:: Aim of the task ::
Please work out how many lines in the data below hold the word "github", and state only the number.

:: Supplied information ::
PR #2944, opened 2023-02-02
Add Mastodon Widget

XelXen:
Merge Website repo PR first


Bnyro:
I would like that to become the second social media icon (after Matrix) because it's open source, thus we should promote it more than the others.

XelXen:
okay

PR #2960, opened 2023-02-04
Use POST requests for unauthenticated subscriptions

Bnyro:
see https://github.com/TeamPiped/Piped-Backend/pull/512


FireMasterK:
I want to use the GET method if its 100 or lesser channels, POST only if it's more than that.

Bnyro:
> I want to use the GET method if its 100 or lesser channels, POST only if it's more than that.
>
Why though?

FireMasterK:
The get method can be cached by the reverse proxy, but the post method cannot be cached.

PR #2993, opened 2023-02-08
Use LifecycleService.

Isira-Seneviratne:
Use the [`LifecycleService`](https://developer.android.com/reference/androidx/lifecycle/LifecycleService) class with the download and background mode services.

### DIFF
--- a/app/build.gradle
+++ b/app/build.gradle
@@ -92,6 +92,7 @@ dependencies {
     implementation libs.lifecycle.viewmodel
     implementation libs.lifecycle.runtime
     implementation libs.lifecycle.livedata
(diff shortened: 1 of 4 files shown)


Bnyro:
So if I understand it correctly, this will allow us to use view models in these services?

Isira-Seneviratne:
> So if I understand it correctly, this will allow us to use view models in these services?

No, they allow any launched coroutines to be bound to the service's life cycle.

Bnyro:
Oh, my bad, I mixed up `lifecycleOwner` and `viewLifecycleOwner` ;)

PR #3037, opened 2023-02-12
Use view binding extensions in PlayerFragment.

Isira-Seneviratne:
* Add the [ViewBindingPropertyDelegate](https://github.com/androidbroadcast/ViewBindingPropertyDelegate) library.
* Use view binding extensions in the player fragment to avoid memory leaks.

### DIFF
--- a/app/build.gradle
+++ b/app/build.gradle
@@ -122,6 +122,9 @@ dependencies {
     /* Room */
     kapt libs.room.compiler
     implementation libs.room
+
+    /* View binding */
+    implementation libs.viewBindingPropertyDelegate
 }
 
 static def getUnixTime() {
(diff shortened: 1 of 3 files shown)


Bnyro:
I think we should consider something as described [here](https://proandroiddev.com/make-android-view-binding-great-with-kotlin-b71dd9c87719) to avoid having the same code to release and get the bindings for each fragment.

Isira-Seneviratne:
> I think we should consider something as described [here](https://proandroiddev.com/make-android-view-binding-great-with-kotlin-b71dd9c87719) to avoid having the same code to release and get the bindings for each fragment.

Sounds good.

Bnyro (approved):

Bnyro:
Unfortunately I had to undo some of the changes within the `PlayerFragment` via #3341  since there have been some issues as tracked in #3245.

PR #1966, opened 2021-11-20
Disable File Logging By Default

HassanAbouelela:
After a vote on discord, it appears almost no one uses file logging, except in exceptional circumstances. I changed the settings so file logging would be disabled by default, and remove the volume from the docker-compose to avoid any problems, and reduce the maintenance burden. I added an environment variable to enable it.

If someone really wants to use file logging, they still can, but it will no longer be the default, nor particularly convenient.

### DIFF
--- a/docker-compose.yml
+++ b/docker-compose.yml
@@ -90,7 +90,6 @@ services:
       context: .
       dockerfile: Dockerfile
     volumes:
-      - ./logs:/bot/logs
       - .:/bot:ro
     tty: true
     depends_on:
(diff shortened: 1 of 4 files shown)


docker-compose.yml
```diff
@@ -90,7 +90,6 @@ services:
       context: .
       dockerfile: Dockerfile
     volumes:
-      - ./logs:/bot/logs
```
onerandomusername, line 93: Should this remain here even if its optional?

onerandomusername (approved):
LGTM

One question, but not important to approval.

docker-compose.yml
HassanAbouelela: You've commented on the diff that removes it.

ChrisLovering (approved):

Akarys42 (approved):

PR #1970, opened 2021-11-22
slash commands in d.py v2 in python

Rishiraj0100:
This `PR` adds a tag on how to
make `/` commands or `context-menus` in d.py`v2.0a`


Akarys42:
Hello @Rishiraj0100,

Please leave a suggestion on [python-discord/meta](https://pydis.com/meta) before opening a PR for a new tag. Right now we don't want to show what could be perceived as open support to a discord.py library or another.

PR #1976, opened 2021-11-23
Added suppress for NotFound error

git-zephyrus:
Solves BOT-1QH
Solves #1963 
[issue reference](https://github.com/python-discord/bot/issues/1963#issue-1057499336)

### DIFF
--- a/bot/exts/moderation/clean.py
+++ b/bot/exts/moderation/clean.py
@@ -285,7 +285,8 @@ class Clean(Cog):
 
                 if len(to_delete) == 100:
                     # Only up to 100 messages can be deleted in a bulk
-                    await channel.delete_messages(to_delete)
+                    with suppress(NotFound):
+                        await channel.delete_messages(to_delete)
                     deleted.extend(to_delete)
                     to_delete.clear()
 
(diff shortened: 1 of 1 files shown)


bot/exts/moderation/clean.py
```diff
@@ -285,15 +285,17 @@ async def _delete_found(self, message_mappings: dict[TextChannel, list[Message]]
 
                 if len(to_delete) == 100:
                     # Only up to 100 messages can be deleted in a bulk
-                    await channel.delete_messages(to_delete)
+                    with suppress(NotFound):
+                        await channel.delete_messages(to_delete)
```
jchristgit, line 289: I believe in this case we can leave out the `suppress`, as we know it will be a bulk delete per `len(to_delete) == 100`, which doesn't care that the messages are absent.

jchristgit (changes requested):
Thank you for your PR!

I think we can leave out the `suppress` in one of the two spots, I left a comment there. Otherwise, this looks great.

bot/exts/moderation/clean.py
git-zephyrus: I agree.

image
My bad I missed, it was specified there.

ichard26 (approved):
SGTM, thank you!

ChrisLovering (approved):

==

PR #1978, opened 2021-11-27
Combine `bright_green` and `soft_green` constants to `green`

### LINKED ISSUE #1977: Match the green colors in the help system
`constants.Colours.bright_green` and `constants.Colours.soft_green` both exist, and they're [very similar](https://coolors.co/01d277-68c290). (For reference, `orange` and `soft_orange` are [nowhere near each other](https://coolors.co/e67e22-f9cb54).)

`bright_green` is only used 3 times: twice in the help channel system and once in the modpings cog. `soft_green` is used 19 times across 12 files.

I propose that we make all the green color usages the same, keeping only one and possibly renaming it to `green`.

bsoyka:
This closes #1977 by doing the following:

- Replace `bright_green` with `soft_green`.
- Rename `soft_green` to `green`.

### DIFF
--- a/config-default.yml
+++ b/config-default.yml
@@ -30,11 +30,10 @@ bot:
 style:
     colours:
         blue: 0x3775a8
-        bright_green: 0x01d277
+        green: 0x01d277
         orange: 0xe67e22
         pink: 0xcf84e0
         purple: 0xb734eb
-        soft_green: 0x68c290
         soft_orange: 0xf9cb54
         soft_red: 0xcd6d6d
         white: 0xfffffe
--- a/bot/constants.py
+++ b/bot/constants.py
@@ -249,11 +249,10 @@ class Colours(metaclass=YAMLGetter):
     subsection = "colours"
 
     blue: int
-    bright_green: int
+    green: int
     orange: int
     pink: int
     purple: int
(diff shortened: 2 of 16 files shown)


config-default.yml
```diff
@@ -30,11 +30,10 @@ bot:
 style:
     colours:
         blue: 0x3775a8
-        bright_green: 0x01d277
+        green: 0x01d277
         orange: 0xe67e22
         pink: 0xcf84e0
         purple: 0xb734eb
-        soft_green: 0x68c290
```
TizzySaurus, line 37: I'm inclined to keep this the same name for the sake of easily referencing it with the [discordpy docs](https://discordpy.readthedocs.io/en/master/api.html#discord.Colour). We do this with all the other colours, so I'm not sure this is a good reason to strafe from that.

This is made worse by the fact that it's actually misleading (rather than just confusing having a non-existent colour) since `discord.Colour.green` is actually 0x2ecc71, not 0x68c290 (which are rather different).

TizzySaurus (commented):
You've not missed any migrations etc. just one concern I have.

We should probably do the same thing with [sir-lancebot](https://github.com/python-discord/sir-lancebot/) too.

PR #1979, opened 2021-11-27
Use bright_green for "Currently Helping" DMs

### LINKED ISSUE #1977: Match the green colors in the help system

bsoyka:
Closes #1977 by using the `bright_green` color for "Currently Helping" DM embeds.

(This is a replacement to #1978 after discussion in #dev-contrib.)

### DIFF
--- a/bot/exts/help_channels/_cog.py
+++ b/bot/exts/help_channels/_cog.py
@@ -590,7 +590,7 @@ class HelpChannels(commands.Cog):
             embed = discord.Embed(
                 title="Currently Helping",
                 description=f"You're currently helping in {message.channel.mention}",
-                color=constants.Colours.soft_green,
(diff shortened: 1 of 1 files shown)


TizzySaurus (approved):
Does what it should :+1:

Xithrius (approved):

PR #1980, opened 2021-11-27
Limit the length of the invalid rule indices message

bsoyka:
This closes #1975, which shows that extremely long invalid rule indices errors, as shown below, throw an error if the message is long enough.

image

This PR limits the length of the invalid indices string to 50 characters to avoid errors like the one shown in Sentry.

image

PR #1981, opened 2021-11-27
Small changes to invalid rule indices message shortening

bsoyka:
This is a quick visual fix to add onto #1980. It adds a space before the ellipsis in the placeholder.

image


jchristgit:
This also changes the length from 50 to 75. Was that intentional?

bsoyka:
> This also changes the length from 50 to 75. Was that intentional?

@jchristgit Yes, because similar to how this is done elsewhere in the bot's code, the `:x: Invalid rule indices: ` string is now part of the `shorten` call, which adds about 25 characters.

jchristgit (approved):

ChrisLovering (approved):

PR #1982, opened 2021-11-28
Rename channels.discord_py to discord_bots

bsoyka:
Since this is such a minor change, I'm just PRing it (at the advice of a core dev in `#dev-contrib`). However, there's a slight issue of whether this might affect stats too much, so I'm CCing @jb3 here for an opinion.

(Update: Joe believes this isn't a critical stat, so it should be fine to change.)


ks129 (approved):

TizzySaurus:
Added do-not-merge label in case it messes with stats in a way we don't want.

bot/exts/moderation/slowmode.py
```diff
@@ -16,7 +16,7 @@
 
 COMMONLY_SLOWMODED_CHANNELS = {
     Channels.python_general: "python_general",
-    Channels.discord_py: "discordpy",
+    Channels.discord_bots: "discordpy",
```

:: Task answer ::
4